My displayport to dvi adapter came this morning. I plugged monitor1 into gpu0. And Gnome came up using both screens as it did with my old single card. My guess is the Nvidia driver just doesn’t want to have display0 plugged into gpu0 and display1 plugged into gpu1. It wants them both plugged into gpu0. That is working now.

Still can’t get GPU0 to do cuda tasks. Always says it can’t allocate the memory on the card.

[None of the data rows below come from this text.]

PR #326, opened 2024-02-15
officer end point

zeelapatel:
Created an officer search end point by replicating incident search end point 
out put can be changed as which data we want to display in json format


backend/routes/incidents.py
DMalone87, line 1: Let's move these endpoints into a separate file, `officers.py`. It helps to keep things organized. We'll need to add tests as well.

backend/schemas.py
DMalone87, line 1: Looks good!

DMalone87 (changes requested):
Looking good! Just need to make a few adjustments.

backend/routes/incidents.py
zeelapatel: okay I will create a separate file for it.
if there is any other changes please let me know. thank you

DMalone87: We can drop all changes from this file as well since it shouldn't be affected by the Officer endpoints.

frontend/compositions/search-panel/search-panel.tsx
```diff
@@ -47,6 +47,7 @@ export const SearchPanel = (props: SearchPanelProps) => {
     } catch (e) {
       console.error("Unexpected search error", e)
       setErrorMessage("Something went wrong. Please try again.")
+
```
DMalone87, line 50: Let's drop this change as well.

DMalone87:
Thanks, Zeel! There are some style issues, but for this one, I'll go ahead and merge and make the corrections.

PR #340, opened 2024-02-23
WIP: update node to fix firebase gh action

zganger:
- firebase publish failing because it expects node 18 or 20, but is set to version 16.


DMalone87:
Don't worry about this one. We don't actually use that action anymore.

PR #352, opened 2024-03-05
Officer Table Overhaul

DMalone87:
- Adding tests for Officer API endpoints
- Creating association objects for: 
  - Accusation (Officer/Perpetrator) 
  - Employment (Officer/Agency)
- Added new officer endpoints
  - Get all officers
  - Get officer by ID
  - Create Officer


backend/database/models/officer.py
```diff
@@ -86,14 +86,34 @@ def __repr__(self):
         return f"<StateID {self.id}>"
 
 
+class Employment(db.Model):
```
zganger, line 89: You have this defined twice; here and in `employment.py`

DMalone87: Nice catch. Thanks!

backend/routes/officers.py
```diff
@@ -51,19 +55,35 @@ def search_officer():
...
-        if body.officerName:
+        if body.name:
             names = body.officerName.split()
-            first_name = names[0] if len(names) > 0 else ''
-            last_name = names[1] if len(names) > 1 else ''
-            query = Officer.query.filter(or_(
-                Officer.first_name.ilike(f"%{first_name}%"),
-                Officer.last_name.ilike(f"%{last_name}%")
-            ))
+            if len(names) == 0:
```
zganger, line 60: This would be an empty string. We would never accept this case, would we? I think this case and next should have their values incremented. On the `len(names) == 1` case, we would experience an out of bounds exception when indexing `names[1]`.

backend/schemas.py
```diff
@@ -202,6 +208,12 @@ class CreatePartnerMemberSchema(BaseModel):
     is_active: Optional[bool] = True
 
 
+class CreateOfficerSchema(_BaseCreateOfficerSchema, _OfficerMixin):
+    known_employers: Optional[List[CreateEmploymentSchema]]
+    accusations: Optional[List[CreateAccusationSchema]]
+    state_ids: Optional[List[CreateStateIDSchema]]
+
+
```
zganger, line 216: Why do we have two identical schemas here except for optionality (CreateOfficerSchema and OfficerSchema)?

DMalone87: They aren't entirely identical. The create version (`schema_create`) just excludes the ids. There's probably a cleaner way of doing it, but I haven't looked into it. Much of this code was inherited from an earlier cohort who have mostly moved on to other projects or left CfB.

2020-10-01 22:41:27.315577: I tensorflow/stream_executor/cuda/cuda_driver.cc:763] failed to allocate 5.06G (5437426176 bytes) from device: CUDA_ERROR_OUT_OF_MEMORY: out of memory

Cuda is sometimes working. Getting TONS of OOM warnings/errors

2020-10-03 11:28:47.721067: W tensorflow/core/common_runtime/bfc_allocator.cc:245] Allocator (GPU_1_bfc) ran out of memory trying to allocate 2.83GiB with freed_by_count=0. The caller indicates that this is not a failure, but may mean that there could be performance gains if more memory were available.
2020-10-03 11:28:50.738949: I tensorflow/stream_executor/cuda/cuda_driver.cc:763] failed to allocate 2.29G (2462352128 bytes) from device: CUDA_ERROR_OUT_OF_MEMORY: out of memory

nvidia-smi reports memory available.

| NVIDIA-SMI 455.23.04 Driver Version: 455.23.04 CUDA Version: 11.1 |
| GPU Name Persistence-M| Bus-Id Disp.A | Volatile Uncorr. ECC |
| Fan Temp Perf Pwr:Usage/Cap| Memory-Usage | GPU-Util Compute M. |
| | | MIG M. |
| 0 GeForce RTX 206… Off | 00000000:01:00.0 On | N/A |
| 35% 51C P2 45W / 175W | 5682MiB / 7979MiB | 2% Default |
| | | N/A |
| 1 GeForce RTX 206… Off | 00000000:02:00.0 Off | N/A |
| 29% 46C P2 43W / 175W | 5657MiB / 7982MiB | 2% Default |
| | | N/A |

| Processes: |
| GPU GI CI PID Type Process name GPU Memory |
| ID ID Usage |
| 0 N/A N/A 1551 G /usr/lib/xorg/Xorg 153MiB |
| 0 N/A N/A 1948 G /usr/bin/gnome-shell 99MiB |
| 0 N/A N/A 7093 G …AAAAAAAAA= --shared-files 64MiB |
| 0 N/A N/A 9687 C …/envs/faceswap/bin/python 5359MiB |
| 1 N/A N/A 1551 G /usr/lib/xorg/Xorg 4MiB |
| 1 N/A N/A 1948 G /usr/bin/gnome-shell 0MiB |
| 1 N/A N/A 7093 G …AAAAAAAAA= --shared-files 0MiB |
| 1 N/A N/A 9687 C …/envs/faceswap/bin/python 5649MiB |

Ubuntu 20.04, 5.4 and 5.8 kernel, 435-455 driver all acting the same.